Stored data
PR #906, opened 2019-12-04
Allow other pipenv versions than 2018.5.18

Thomas-Mollard:
Following the issue https://github.com/heroku/heroku-buildpack-python/issues/786 and the PR https://github.com/heroku/heroku-buildpack-python/pull/820 that has not been merged (and is now out of date with the master branch), I am changing a bit the code of https://github.com/heroku/heroku-buildpack-python/pull/820 to allow other pipenv versions to be installed while keeping the default at `2018.5.18`

### DIFF
--- a/CHANGELOG.md
+++ b/CHANGELOG.md
@@ -2,6 +2,7 @@
 
 # Master
 
+- Allow other Pipenv versions than 2018.5.18
 - Update requirements.txt builds to use Pip 20.0.2
 - Download get-pip.py to tmpdir instead of root dir
 
--- a/bin/steps/pipenv
+++ b/bin/steps/pipenv
@@ -52,7 +52,7 @@ if [ ! "$SKIP_PIPENV_INSTALL" ]; then
             mcount "buildvar.SLUGIFY_USES_TEXT_UNIDECODE"
         fi
 
-        export PIPENV_VERSION="2018.5.18"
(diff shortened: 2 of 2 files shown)


paulmelnikow:
@CaseyFaist Can this be merged? I'm getting stuck on #704 and this would provide a workaround.

CaseyFaist:
Hi there! Thank you for your contribution ❤️ however since it's currently unclear how supported the pipenv project is, no pipenv feature requests are being prioritized at this time. 

I am sorry about this frustration, however our version (2018.5.18) is only one version behind the current version (2018.11.26), and since pipenv vendors large chunks of pip into its source code, it's unclear which versions of pip the new version would be compatible with.

Also of note, the current pinned version of Pipenv would require users to uninstall and reinstall their local pipenv environments before being able to deploy again successfully to generate a valid pipfile. This is due to incompatibility with the lock files that is not autocorrected by pipenv's update function, and would lead to a lot of confusion for users attempting to update and expecting the updated pipfile to deploy successfully with the new version. 

Since this would require coordination between the release and all pipenv users, or would result in a temporarily opt-in upgrade (which, if anyone missed the communications around it, could lead to quite a lot of frustration), we're not looking at this update any time soon.

Mx-Glitter:
@CaseyFaist Can we revisit this when [Pipenv gets its new release](https://github.com/pypa/pipenv/issues/3369)?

- _Assignment_
Where a line of the records holds the word "files", copy that line.

- _Task answer_
(diff shortened: 2 of 2 files shown)
Also of note, the current pinned version of Pipenv would require users to uninstall and reinstall their local pipenv environments before being able to deploy again successfully to generate a valid pipfile. This is due to incompatibility with the lock files that is not autocorrected by pipenv's update function, and would lead to a lot of confusion for users attempting to update and expecting the updated pipfile to deploy successfully with the new version. 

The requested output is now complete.